Photo courtesy of Marilyn Davillier

 

On Thursday, I attended a lecture by Charles Nelson, Ph.D., who is a professor of Pediatrics at Harvard Medical School and affiliated with the work of the Center on the Developing Child. He is a researcher who has done pivotal studies on brain development in relation to institutionalization in early childhood (Bos K, Zeanah C, Fox N, Drury S, McLaughlin K, & Nelson C, Psychiatric outcomes in young children with a history of institutionalization, Harvard Review of Psychiatry, January/February, 2011, pp. 15-24; Fox S, Levitt P, & Nelson C, How the timing and quality of early experiences influences the development of brain architecture, Child Development, January/February, 2010, Vol. 81, Number 1, pp. 28-40).  I was impressed not only by the quality of the research, but also by Chuck Nelson’s commitment to using his research to achieve such important humanitarian goals. It is clear that he really cares about protecting the potential of young children living in circumstances devastating to their healthy development. 

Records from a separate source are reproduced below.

PR #1081, opened 2021-03-30
avoid creating revisions for oauth token timeouts we don't use

deads2k:
// TODO in 4.9, this is removed because the webhook is always available
// We determine readiness by...
// 1. if the webhook is not set, it is not ready.
// 2. if webhook is set and does not point to secret/openshift-oauth-apiserver, the webhook authenticator configuration is ready
// 3. if webhook is set and points to secret/openshift-oauth-apiserver and the existing observedConfig shows a webhook configuration
//    the webhook authenticator configuration is ready.  This allows stickiness after being set once.
// 4. if webhook is set and points to secret/openshift-oauth-apiserver and the authentication operator is at the same level as the
//    kube-apiserver, the webhook authenticator configuration is ready.  This ensures, the oauth-apiserver is ready to
//    answer webhook requests
// 5. if webhook is set and points to secret/openshift-oauth-apiserver and the clusterversion indicates this is an initial
//    install, the webhook authenticator is ready.  This avoids a late stage revision during install because some people care.
// overall, it is better to return true than false if the choice is ambiguous

In reading the kube-apiserver code, it appears that as soon as we specific a webhook configuration, we no longer honor the oauth token inactivity timeout.  I'm interested in whether a gap exists.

Last night I had dinner with close friends, and I was telling them about my dilemma. I very much believe in the value of the movement to reunite children with their families and support these families in the community where they live, but if only it were that simple. I also believe in what the good people from Better Care Network called “general systems approach” and “sustainability”. But I also see the damage that is being done in the short run as institutions such as the children’s homes that have emerged as the unique solution to a particular country’s abandoned children are dissolved by courts that do not take the needs of the individual children into account.  In the children’s home, I have observed the opposite of what Chuck Nelson described in the Rumanian orphanages – that the earlier the children were when they entered the institution the more damaged they became in that developmentally damaging environment. By contrast, in the home, often the children who did the best were the ones who entered the home as infants, where they were well fed and protected, welcomed into a “home” of loving caregivers and older children who are also caregivers by nature through their belonging to a caregiving culture. I always call up my friend, Lou Sander’s thinking about specificity when I puzzle about this kind of dilemma (Sander, L. Living systems, evolving consciousness, and the emerging person: a selection of papers from the life and work of Louis Sander, The Analytic Press, New York, N.Y., 2008.) 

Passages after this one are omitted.